What are asthma phenotypic subtypes - endotypes?

A
  • Patients with asthma respond differently to different therapies - the underlaying submucosal cellular infiltrates, molecules and mediators are dictated by the original stimulus.
  • Endotyping attempts to characterise underlying pathophysiology of individuals towards preparing personalised treatment regimens.
23
Q

What are the three main endotypes of allergic asthma?

A
  1. Common allergic asthma IgE, TH2, eosinophils, basophils predominate airway infiltrate.
  2. Exercise-induced asthma.
  3. Neutrophil predominant asthma TH17 and neutrophils predominate airways.
24
Q

Describe the mechanism of moving from common allergic asthma to chronic severe asthma.

A
  • Allergen + specific IgE on mast cells = initial episode.
  • Amplifying cycle of inflammation: mast cell degranulation, release of mediators, attract eosinophils, basophils, neutrophils.

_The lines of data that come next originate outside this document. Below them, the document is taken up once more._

PR #565, opened 2019-04-05
Remove VSCode Settings

ItsJonQ:
## Remove VSCode Settings

This update removes localized `.vscode/settings.json` from the project


knicklabs:
@ItsJonQ I think these are pretty useful default settings for the project. Any reason that we do not want to share them?

ItsJonQ:
@knicklabs Discussion here:

https://github.com/helpscout/hsds-react/pull/514/files#r272274668

ItsJonQ:
Gonna merge this in! Can always add it back if we feel like we need :)

PR #647, opened 2019-06-19
Add time of day icons. Update fill color

plbabin:
This update adds two new elements to our icons set:

Image 2019-06-19 at 12 17 06 PM

It also changed a little bit how the currentColor is applied to all our icons. It verified that a fill attributes already exists on a path before enforcing "currentColor"

The update also set `fill="currentColor"` on some icons


ItsJonQ:
@plbabin Nice!!

Curious about the `path[fill]` target.

Would we want both?

`path, path[fill]`?

I originally added that rule to allow for the icon colours to seamless absorb things declared from a parent selector/node (e.g. a Button).

Just checking :)

plbabin:
reason is that sometime you need our css to leave alone a path that don't need a fill color (like the sun icon in this PR)

ItsJonQ:
@plbabin Gotcha! Thanks for context! :D

PR #652, opened 2019-06-26
New Filtered List component && StatusBadge update

plbabin:
This update add a new component called Filtered List. 

Screen Recording 2019-06-26 at 10 51 AM

A FilteredList component will displays a list of items based on a limit number. If the number of items goes over the limit, a badge will be displayed after the list.
Hovering on the badge will show all remainder items inside a tooltip

### Inline
Image 2019-06-26 at 10 51 06 AM

This component can be rendered inline. It can be done using the `inline` prop

```javascript
<FilteredList items={items} inline />
```

### Custom renderer

Image 2019-06-26 at 10 50 56 AM

There is also the possibility to use a custom renderer within the component to customize what will be displaying as the item (it default to a `<Text />` component. The `itemKey` prop will be use to determine if the value change or not during the component lifecycle.

```javascript
const customRender = item => {
    return <a href={item.href}>{item.label}</a>
}

const items = [
  {href="https://google.com/", label: "Google"}
]

<FilteredList items={items} renderItem={customRender} itemKey="label" />
```

## New badge UI
This update change the `StatusBadge` and the Badge isSquare UI. The border, background and text color slightly change to match the actual design for Customer List. This change will impact the conversation card in beacon

**old**
Image 2019-06-26 at 4 29 46 PM

**new**
Image 2019-06-26 at 4 31 28 PM


src/components/FilteredList/styles/FilteredList.css.js
```diff
@@ -0,0 +1,55 @@
...
+  align-items: center;
+  color: ${getColor('charcoal.400')};
+`
+
+export const BadgeUI = styled(Badge)`
+  &.is-square {
+    background-color: ${getColor('grey.300')};
+    box-shadow: 0 0 0 1px ${getColor('grey.500')} inset;
+    margin-left: 5px;
+  }
```
knicklabs: What do you think of moving this option to the `Badge` component? We need to use this badge variant in other places.

plbabin: 👍

plbabin:
I updated the PR with a new styling for the StatusBadge / Badge.isSquared

src/components/FilteredList/FilteredList.tsx
```diff
@@ -0,0 +1,144 @@
...
+  }
+
+  shouldComponentUpdate(nextProps) {
+    const { items } = this.props
+
+    if (nextProps.items.length !== items.length) {
+      return true
+    }
+
+    const itemKey = items
```
TerrenceLJones: Ohh, this is a niffy way of doing this check!

plbabin: Since it was part of the customer list table, we had to ensure this component render only when needed. Arrays/objects in props are not helpful for PureComponent so we went with a custom shouldComponentUpdate

PR #663, opened 2019-07-17
Fixed error with Tooltips in Embed

Charca:
## Problem

When attempting to upgrade hsds-react in Beacon embed, I ran into an issue that was preventing the app from rendering.

I found out that the issue originated in version 2.43.1, which added an `EventListener` to the `Pop` component: https://github.com/helpscout/hsds-react/releases/tag/v2.43.1

## Solution

I'm not sure if this issue doesn't happen in hs-app, and if that's the case it might be because embed is still in React 15, but the issue seemed to be that "Providers" can only have a single child component, and with this update we were now returning two: `EventListener` and `PopUI`.

To fix this, I've wrapped both components in a `div`, which is the only React 15-compatible solution I know of, but if you know of a better one, please let me know!

### DIFF
--- a/src/components/Pop/Pop.tsx
+++ b/src/components/Pop/Pop.tsx
@@ -249,22 +249,24 @@ class Pop extends React.Component<Props, State> {
 
     return (
       <Manager>
-        <EventListener
-          event="click"
-          handler={this.handleOnBodyClick}
-          scope={document.body}
-        />
-        <PopUI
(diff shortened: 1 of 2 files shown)


tinkertrain:
Looks fine! :shipit:

Charca:
Thanks for fixing those, @TerrenceLJones!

TH2, plasma cells promoting hypersensitivity and chronicity.
25
Q

Describe the proposed pathway to chronic asthma.

A
  • Lower airway hyperreactivity to inhaled allergen.
  1. ​Specific IgE allergic reaction to inhaled allergens - common asthma.
  2. Persistent allergens can activate epithelium through TLRs and PAMP receptors.
  3. Activated epithelium secretes IL-25 and IL-33.
  4. Both can activate innate lymphoid cells (ILC type 2) in submucosal tissue.
  5. ILC type 2 secrete IL-4, IL-5, IL-13 - all enhance TH2 and IgE response.
  6. Increased vascular permeability through mast cell granule release, activated epithelium up-regulates CCL5, CCL3 chemokines that attract macrophages, eosinophilsand basophils from blood submucosal layer.
  7. Leading to hyper-reactivity driving IgE and other mediators of inflammation.

All results in irreversible airway damage and remodelling.